簡春夏說的這番話讓許小閑消化了足足一個晚上。
昨兒晚上那頓飯結束之後,這位小姨不是從那道門裏走過去的,她是從牆頭飛過去的!
按照季星兒上次的說法,她至少就是個三品的高手了。
再加上席間她說的什麽大師兄二師兄,還有什麽龍虎山……許小閑就想的有些多了。季星兒會功夫,她的功夫是丈母娘教的,這丈母娘的妹妹也會功夫,還很厲害的樣子,莫非丈母娘家是武林世家?
他在第二天見到季月兒的時候終於搞明白了這些問題——
“外婆很厲害,她曾經就是龍虎山的山大王,後麵搶了我爺爺,爺爺是個讀書人,再後麵他們就生活在了蘭陵城,至今龍虎山山大王的位置也是我外婆的。”

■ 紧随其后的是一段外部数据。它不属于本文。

Issue #502, opened 2022-06-12
Implement Age 10 cards for Echoes Expansion


ultimatefiend:
This issue will track the implementation of all cards from this age for the Echoes expansion. Please update this comment before working on any of these cards (if the work is unblocked) so that we don't have duplicate work being done.

  - [x] #509 (BLOCKED)
  - [x] **426- Human Genome** (BLOCKED)
   - #497
  - [x] **427- Camcorder** 
  - [x] #510 (BLOCKED)
  - [x] **429- GPS** 
  - [x] **430- Flash Drive** 
  - [x] **431- Cell Phone** 
  - [x] **432- MP3** 
  - [x] **433- Puzzle Cube** (BLOCKED)
  - #497
  - [x] **434- Sudoku**

PR #519, opened 2022-07-12
#502 - cell phone, camcorder, gps, flash drive, mp3

ultimatefiend:


micahstairs (approved):
Looks great! I only made a few minor tweaks.

PR #524, opened 2022-07-14
add note about php needing to be v7

Nathansbud:


micahstairs (commented):
Actually this needs to be based off of main-dev, not main-echoes, or else it won't appear in the documentation everyone looks at (https://github.com/micahstairs/bga-innovation).

Nathansbud:
Ah, my bad! I didn't want to merge to main-dev, as you mentioned it was the production branch (I'll remake the PR). How do builds get out to BGA?

Issue #523, opened 2022-07-14
Skip the Bicycle interaction if no cards in hand and score pile


ultimatefiend:
https://boardgamearena.com/bug?id=63591

This should be very easy to implement.

micahstairs:
Just deployed this to production.

PR #526, opened 2022-07-15
#523 - bicycle

ultimatefiend:


lordmcfuzz (approved):
Looks good to me.

The comment rider probably should be in the else block, as it kinda reads like it is for the if block

micahstairs (commented):
Thanks for implementing this but you did it on the wrong branch. I copied your code to main-dev in https://github.com/micahstairs/bga-innovation/commit/c8dee114147dfe5c309a935839db77a33408feb0.

PR #527, opened 2022-07-16
#504 implement crossword

Nathansbud:
Took a crack at doing Crosswords. Logic somewhat similar to Lever although it has a slightly janky choice interface. Might be worth somebody more experienced making it prettier, I wasn't sure how to nicely represent that you had, say, 2 1s left to draw, 1 8 left, ...functional, but perhaps confusing?


innovation.game.php
```diff
@@ -13686,7 +13690,24 @@ function stPlayerInvolvedTurn() {
...
+                $vis_bonuses = self::getVisibleBonusesOnBoard($player_id);
+                $num_bonuses = count($vis_bonuses);
+                // if no bonuses visible, nothing happens
+                if($num_bonuses > 0) {
+                    $bonus_counts = array(0, 0, 0, 0, 0, 0, 0, 0, 0, 0, 0);
+                    foreach ($vis_bonuses as $bonus) {
+                        $bonus_counts[$bonus - 1]++;
+                    }
+                    
+                    $step = 1;
```
ultimatefiend, line 13706: This is not necessary.  The step will be one if step_max is defined.

innovation.game.php
```diff
@@ -13686,7 +13690,24 @@ function stPlayerInvolvedTurn() {
                 self::executeDraw($player_id, 7, 'score');
                 self::executeDraw($player_id, 7, 'hand');
                 break;
-
+            
+            // id 413, Echoes age 8: Crossword
+            case "413N1":
```
ultimatefiend, line 13695: You could draw a card automatically if only one bonus present (presumably the one on Crossword)

innovation.game.php
```diff
@@ -22829,7 +22869,16 @@ function stInterInteractionStep() {
...
                     self::executeDraw($player_id, $value_to_score, 'score');
                     break;     
-                
+                // id 413, Echoes age 8: Crossword
+                case "413N1A":
+                    if(array_sum(self::getAuxiliaryArray()) > 0) {
+                        $step--;
+                        self::incrementStep(-1);
+                    } else {
+                        $step++;
```
ultimatefiend, line 22878: What step are you skipping here?

Only the most complicated state machines within a card would require skipping a step.

ultimatefiend (changes requested):
See comments.  Looks pretty good overall.

I presume you have tested this?

innovation.game.php
Nathansbud: Maybe I am misunderstanding how $step works entirely; I was trying to keep all logic happening in "431N1A" steps, as the choice selection needs to be repeated N times until all N cards have been drawn (as the player controls the order). So, decrease the $step to keep things at 0, and increase step to finally end the dogma.

That said, I was iffy on the difference between $step-- and incrementStep(-1). Mostly, I was trying to copy the logic of other repeated choice cards I saw—Lever (which kahlia mentioned basing this off), Oars.

Nathansbud:
Went back in and added comments to resolve auto-resolving. 

One bug right now: 11 can't be displayed as an age marker in chooseValue, which means all values will be chosen, then things will auto-end with the 11. Either this can be merged in now, and this bug can be resolved later once this logic is added,  or the MR can stay open for a bit until this is added.

micahstairs:
Feel free to add TODO(ECHOES) for the outstanding work item.

Also, it's nice to automate choices, but sometimes it can add a lot of complexity to cards. As a general rule, it's better to generalize the automation as much as possible. For example, it would be better if we added generic logic which automatically chooses a value if there's only one value to choose from (similar to how we introduced auto-selection for clicking on cards). What do you think?

micahstairs:
Also we don't want to add that generic automation to main-echoes. It would be better to add the generic automation to main-dev so that we can release it publicly on the earlier side.

innovation.game.php
```diff
@@ -22829,7 +22886,28 @@ function stInterInteractionStep() {
...
+                        // if only one value remains, find the value and draw that many cards
+                        for($i = 0; i < $bonus_counts; $i++) {
+                            if($bonus_counts[$i] > 0) {
+                                for($d = 0; $d < $bonus_counts[$i]; $d++) {
+                                    self::executeDraw($player_id, $i + 1, 'hand');
+                                }
+                                break;
+                            }
+                        }
+                        $step++;
```
ultimatefiend, line 22907: You don't need to specifically advance the step as that happens automatically.  You can think of the incrementStep function as your only way to keep the step from advancing.

In rare occurrences, you might need to skip an interaction, but I don't think its necessary here.

innovation.game.php
```diff
@@ -22829,7 +22886,28 @@ function stInterInteractionStep() {
...
                     self::executeDraw($player_id, $value_to_score, 'score');
                     break;     
-                
+                // id 413, Echoes age 8: Crossword
+                case "413N1A":
+                    $bonus_counts = self::getAuxiliaryArray();
+                    $remaining_values = count(array_filter($bonus_counts));
+                    // if more than 1 value remains, repeat the choice loop
+                    if($remaining_values > 1) {
+                        $step--;
```
ultimatefiend, line 22895: This part looks good.  You need to decrement the step to return to the current interaction.

innovation.game.php
```diff
@@ -22829,7 +22886,28 @@ function stInterInteractionStep() {
...
+                        self::incrementStep(-1);
+                    } else {
+                        // if only one value remains, find the value and draw that many cards
+                        for($i = 0; i < $bonus_counts; $i++) {
```
ultimatefiend, line 22899: This is a good optimization.  If they are all the same value, then there is no choice to be made.

ultimatefiend (changes requested):

ultimatefiend:
Is this still being worked on?  Should someone else finish this up?

micahstairs:
These changes were copied into https://github.com/micahstairs/bga-innovation/pull/653 since we haven't heard from Nathan in a long time

Issue #530, opened 2022-07-16
Make green and blue backgrounds easier to distinguish 


micahstairs:
One of the biggest complaints is that the 3rd edition blue and green card backgrounds are too similar.

micahstairs:
Be sure to update the Cities card backgrounds for consistency. Those files are already in the main-dev branch.

micahstairs:
I pushed this to production!

PR #531, opened 2022-07-16
Tint green cards to distinguish blue and green more easily

normaljosh:
See issue #530 

Tinted card backgrounds, hexes, and cities special icons to make greens more intense using imagemagick. Tinting blues made the shadows look off, so I just adjusted greens.


micahstairs (approved):
Thanks!

Issue #536, opened 2022-07-28
Add a comment to the log when Baghdad Battery does not score any cards


ultimatefiend:
https://boardgamearena.com/bug?id=68655

This is a good suggestion.  We can add a log message that mentions that the cards were from the same expansion:

"The melded cards are from the same card set, so no cards are scored."

Issue #534, opened 2022-07-27
Some cards when executed with an "n" of 0 do not execute as expected


ultimatefiend:
This was brought up via a bug report:

https://boardgamearena.com/bug?id=68739

When executing Gujin, you can execute a card on someone else's board as if its on your own board...which means you can fewer than 2 leaves for Reformation.  This should lead to no cards being tucked, but right now it doesn't.

There are some other cards that would have similar behavior.  The safest solution is to ignore any interaction that specifies an "n" of 0 during the interaction specification phase.  This would allow for some simplification of other cards as well.

PR #544, opened 2022-08-02
#536, #534

ultimatefiend:
add comments to baghdad and also detect an n = 0


micahstairs (commented):
You had this on main-echoes instead of main-dev, so I cherrypicked it, made minor changes, re-tested it and deployed it.

PR #553, opened 2022-08-27
Add promote mechanism

micahstairs:
There are a few improvements we can make to the user experience, however, it seems to be quite functional!

I had to make some changes to the state machine, but I believe all of the changes can be safely rolled out to ongoing games when it comes time to release.


innovation.game.php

“至於小姨說的那些大師兄二師兄……那是外婆教出來的弟子,包括我娘和小姨在內一共七個,其餘五人聽說隻有一個留在龍虎山上,其餘四人都在娘的馬幫裏,所以一般人是不敢打我娘那馬幫的主意的。”
“你說小姨……我也不知道她有多厲害,反正比星兒厲害多了。”
季月兒說著這話的時候麵色有些緊張,“許郎,莫要看她人小,終究是我們的長輩。她既然說了要教你功夫她肯定就會做,隻是、隻是她教你可能會很嚴厲,你得挺住啊!”
許小閑對功夫這個東西充滿了幻想。
他渴望學到功夫啊!
雖然沒有飛天遁地那麽離譜,但飛簷走壁總是應該可以的吧?
從此之後仗劍天涯,口袋裏是花不完的銀子,腦子裏是寫不完的詩詞,是不是活脫脫一個詩仙李太白的翻版?
自己學會了功夫,就有了自保之力,甚至還可以除暴安良,這是好事情啊!月兒卻似乎在擔心著什麽?